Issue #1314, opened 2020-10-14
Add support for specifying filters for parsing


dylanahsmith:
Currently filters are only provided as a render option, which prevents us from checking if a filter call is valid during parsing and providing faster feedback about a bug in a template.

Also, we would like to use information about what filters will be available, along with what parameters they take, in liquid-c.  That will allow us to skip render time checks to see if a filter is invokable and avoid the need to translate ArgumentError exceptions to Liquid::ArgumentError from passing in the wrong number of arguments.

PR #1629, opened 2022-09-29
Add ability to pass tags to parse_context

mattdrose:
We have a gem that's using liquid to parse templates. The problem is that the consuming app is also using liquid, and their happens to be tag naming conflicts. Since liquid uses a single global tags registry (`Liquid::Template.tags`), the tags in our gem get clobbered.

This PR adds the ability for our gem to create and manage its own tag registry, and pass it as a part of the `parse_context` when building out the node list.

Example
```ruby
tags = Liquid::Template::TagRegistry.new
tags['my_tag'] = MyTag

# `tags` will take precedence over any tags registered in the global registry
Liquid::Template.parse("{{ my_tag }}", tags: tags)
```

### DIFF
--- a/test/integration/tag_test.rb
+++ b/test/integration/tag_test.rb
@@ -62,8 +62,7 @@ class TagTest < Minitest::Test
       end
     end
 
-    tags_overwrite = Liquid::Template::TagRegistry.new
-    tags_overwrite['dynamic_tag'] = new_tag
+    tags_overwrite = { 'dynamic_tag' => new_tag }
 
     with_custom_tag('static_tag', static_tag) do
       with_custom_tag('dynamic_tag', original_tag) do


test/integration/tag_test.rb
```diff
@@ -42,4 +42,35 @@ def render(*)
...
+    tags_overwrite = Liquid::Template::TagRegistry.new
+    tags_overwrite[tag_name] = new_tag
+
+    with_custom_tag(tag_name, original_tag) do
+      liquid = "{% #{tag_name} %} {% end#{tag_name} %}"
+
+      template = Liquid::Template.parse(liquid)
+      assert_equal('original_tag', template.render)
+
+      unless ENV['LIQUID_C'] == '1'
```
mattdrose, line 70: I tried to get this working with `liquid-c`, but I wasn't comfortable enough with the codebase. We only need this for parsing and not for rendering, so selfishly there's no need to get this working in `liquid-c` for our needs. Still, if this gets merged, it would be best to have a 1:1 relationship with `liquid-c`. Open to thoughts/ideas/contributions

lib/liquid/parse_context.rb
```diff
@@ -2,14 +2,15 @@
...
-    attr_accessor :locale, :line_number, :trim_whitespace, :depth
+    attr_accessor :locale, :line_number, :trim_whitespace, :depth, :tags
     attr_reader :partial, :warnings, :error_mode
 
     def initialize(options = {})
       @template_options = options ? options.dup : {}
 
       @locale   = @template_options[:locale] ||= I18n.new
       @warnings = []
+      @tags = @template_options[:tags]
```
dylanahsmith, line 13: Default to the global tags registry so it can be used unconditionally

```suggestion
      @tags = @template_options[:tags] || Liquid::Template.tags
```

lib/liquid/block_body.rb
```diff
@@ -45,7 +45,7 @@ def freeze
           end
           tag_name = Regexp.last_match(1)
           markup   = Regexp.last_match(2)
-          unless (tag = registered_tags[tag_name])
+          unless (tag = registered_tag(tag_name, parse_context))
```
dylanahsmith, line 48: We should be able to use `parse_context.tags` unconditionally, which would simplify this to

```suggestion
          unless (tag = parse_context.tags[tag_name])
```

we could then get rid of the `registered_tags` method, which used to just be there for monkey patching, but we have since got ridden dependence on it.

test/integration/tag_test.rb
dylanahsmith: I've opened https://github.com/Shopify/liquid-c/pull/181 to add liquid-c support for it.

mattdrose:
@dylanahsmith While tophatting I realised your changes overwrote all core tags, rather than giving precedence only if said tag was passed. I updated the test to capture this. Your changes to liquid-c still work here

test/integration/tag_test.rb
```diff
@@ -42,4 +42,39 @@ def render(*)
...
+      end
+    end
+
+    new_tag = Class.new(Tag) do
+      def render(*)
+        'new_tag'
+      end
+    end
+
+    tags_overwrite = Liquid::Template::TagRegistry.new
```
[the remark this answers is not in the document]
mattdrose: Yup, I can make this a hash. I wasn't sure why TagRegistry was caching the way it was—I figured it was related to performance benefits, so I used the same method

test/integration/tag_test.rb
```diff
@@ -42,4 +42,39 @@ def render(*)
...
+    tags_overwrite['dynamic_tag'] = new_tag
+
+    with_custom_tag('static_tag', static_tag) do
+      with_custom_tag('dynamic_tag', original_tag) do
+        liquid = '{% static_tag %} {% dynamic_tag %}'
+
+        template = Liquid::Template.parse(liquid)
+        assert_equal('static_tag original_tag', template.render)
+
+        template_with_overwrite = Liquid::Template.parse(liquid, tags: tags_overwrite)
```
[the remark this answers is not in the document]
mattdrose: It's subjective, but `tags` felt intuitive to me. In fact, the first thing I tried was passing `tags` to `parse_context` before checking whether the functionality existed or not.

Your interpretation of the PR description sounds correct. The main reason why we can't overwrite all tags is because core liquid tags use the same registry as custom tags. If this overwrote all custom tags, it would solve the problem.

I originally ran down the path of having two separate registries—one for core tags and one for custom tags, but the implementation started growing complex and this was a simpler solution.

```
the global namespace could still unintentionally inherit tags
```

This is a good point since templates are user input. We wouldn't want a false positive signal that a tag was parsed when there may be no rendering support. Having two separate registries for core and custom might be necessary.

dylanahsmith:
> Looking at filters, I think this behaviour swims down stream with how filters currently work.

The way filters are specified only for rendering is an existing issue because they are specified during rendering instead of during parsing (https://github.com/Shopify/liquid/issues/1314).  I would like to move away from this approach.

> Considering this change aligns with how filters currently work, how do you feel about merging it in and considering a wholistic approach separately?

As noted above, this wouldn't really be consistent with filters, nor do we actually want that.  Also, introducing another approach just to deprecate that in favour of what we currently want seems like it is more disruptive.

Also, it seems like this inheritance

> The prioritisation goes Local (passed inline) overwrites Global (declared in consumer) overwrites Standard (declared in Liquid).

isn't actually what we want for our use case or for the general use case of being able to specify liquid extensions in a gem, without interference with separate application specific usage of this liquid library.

================

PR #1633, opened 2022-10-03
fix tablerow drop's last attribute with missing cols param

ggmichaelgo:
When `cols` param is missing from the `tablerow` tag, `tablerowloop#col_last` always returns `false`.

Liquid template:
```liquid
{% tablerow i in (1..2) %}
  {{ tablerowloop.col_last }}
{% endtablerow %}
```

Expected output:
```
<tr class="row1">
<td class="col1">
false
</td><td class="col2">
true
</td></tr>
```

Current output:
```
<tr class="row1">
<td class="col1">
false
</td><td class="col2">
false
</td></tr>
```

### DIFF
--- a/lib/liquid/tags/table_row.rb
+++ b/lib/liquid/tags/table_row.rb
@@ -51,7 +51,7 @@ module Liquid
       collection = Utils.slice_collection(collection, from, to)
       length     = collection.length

================

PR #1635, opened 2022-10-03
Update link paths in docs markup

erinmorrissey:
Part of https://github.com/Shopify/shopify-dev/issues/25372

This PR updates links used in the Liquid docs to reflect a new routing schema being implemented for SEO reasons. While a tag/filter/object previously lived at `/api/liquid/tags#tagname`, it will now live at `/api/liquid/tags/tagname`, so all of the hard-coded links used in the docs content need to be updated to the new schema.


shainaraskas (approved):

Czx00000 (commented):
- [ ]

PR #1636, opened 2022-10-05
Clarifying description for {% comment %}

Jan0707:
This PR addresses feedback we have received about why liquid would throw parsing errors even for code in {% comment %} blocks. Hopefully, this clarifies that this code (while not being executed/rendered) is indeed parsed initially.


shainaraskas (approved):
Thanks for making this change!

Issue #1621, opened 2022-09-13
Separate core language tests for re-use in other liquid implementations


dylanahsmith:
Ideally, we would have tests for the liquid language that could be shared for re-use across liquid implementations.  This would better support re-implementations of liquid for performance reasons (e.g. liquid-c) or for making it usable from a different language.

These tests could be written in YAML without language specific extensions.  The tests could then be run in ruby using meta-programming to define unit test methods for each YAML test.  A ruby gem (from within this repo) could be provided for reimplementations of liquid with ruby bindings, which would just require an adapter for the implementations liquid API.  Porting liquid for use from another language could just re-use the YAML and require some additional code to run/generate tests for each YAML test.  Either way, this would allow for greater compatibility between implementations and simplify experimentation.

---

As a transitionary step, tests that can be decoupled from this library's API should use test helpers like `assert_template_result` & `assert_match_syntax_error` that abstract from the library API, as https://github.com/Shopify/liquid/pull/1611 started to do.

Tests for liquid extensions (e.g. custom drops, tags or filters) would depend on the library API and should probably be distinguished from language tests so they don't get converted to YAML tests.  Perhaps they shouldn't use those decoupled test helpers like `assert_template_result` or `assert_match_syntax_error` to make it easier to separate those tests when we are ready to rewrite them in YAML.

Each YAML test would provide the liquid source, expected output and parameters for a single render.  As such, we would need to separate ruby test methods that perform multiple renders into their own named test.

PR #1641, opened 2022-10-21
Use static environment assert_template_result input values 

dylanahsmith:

================

- _Exercise requirements_
Copy each line of the data that contains the word "input", leaving the other lines out.

- _Result of this task_
This is a good point since templates are user input. We wouldn't want a false positive signal that a tag was parsed when there may be no rendering support. Having two separate registries for core and custom might be necessary.
Use static environment assert_template_result input values 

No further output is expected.